- Genre: Drama
- Directed by: Neil Sharma; Daniel Nettheim;
- Starring: Akshay Khanna; Zoe Boe; Roxie Mohebbi; Hunter Page-Lochard; Jackson Heywood; Erik Thomson; Simone Kessell; Zindzi Okenyo; Heidi May;
- Country of origin: Australia
- Original language: English
- No. of seasons: 1
- No. of episodes: 6

Production
- Executive producers: Cailah Scobie; Debbie Lee; Amanda Duthie;
- Producer: Bree-Ann Sykes
- Production company: Matchbox Pictures

Original release
- Network: Stan
- Release: 12 August 2024

= Critical Incident =

Australian television series

Critical Incident is an Australian television drama series for Stan, released on 12 August 2024. Produced by Matchbox Productions, the series follows an investigation into a critical incident when Senior Constable Zil Ahmed pursues a suspect, and in the confusion and chaos a bystander is injured. Zil must deal with the fallout and investigation into the events that transpired and those that follow.

== Plot ==
While on patrol for a suspect who injured an officer the night before, Senior Constable Zil Ahmed pursues Dalia, but in the confusion and chaos of a busy train station a bystander is injured. An investigation is launched into the "critical incident". Ahmed must deal with the fallout of the investigation with Edith Barcelos, leading the critical incident investigation. There is mounting public pressure and internal pressure for answers. Ahmed wants to pin something on Dalia. Dalia herself becomes embroiled in the underworld she was trying to escape.

== Cast ==

- Akskay Khanna as Senior Constable Zil Ahmed
- Zoe Boe as Dalia Tun
- Roxie Mohebbi as Senior Constable Sandra Ali
- Hunter Page-Lochard as Ty Egan
- Jackson Heywood as Senior Constable Greg Hall
- Jai Waetford as Hayden Broadis
- Simone Kessell as Edith Barcelos
- Erik Thomson as Trevor Latt
- Zindzi Okenyo as Ivy Tsuma
- Heidi May as Cassie Milton
- Oliver Ackland as Senior Constable Peter Emery
- Josef Ber as Hugh Horvat
- Gerry Sont as Vic Kaczmarek
- CJ Bloomfield as Christian
- Richard Brancatisano as Theo Leon

== Episodes ==

| Episode | Title | Date | Ref |
| 1 | Run | 12 August 2024 |  |
| 2 | Strip |
| 3 | Resist |
| 4 | Vindicate |
| 5 | Descend |
| 6 | Strike |

== Production ==
On 13 March 2024, the series received funding from Screen Australia. It was created on written by Sarah Bassiuoni executive produced by Sheila Jayadev, both of whom are former criminal lawyers. Jayadev, who is of Indian descent, previously worked on the film Ali's Wedding (2016) and the series Stateless (2020) and House of Gods (2024), and Bassiuoni was a co-writer on House of Gods. Some recently-retired police officers acted as consultants on the series.

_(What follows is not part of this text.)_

Issue #162, opened 2026-08-04
e2e: the cost journey spec flakes on main after passing on the PR


DEENUU1:
`journey.spec.ts:51 › an agent goes from a stored key to a run with a cost` failed on `main` at `5780012`, then passed on a re-run of the same commit. 91 of 92 specs passed both times.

The series was filmed in and around the areas of Western Sydney, including Blacktown, Granville, Parramatta, and Greenacre.

==Release and reception ==
The series was released on Stan on 12 August 2024.

Reviews were mixed but mostly positive. Anthony Morris of ScreenHub gave the series four and half stars out of five and said it was "ahead of the pack", Isabella Ross, writing in Mamamia, called the series "a new crime drama that'll have you hooked immediately", and a "must-watch". She praised the casting, and said that it "finally reflect these conversations [about policing and juvenile crime] on screen — which has rarely been done before". Eliza Janssen wrote "This clear-eyed and uniquely Australian show is deft in how it visits those moments, and those helplessly human characters, that change the course of fate in between blinks". Craig Mathieson of The Sydney Morning Herald gave it 3.5 stars, writing "this six-part limited series delivers what new talent should: a sense of the here and now". Nathan Jolly wrote in Mumbrella "It's a nuanced take on what could have been a heavy-handed morality tale".

Stephen Gaunson wrote in The Conversation that Critical Incident "joins a long and impressive list of local crime dramas from streaming platforms"; however, despite its "compelling aesthetic as the backdrop... the story itself misses some key opportunities to engage in more in-depth discussions about the role (and justification) of policing in diverse communities". Luke Buckmaster of The Guardian rated the show two out of five stars, criticising the more "frustrating than suspenseful" plot.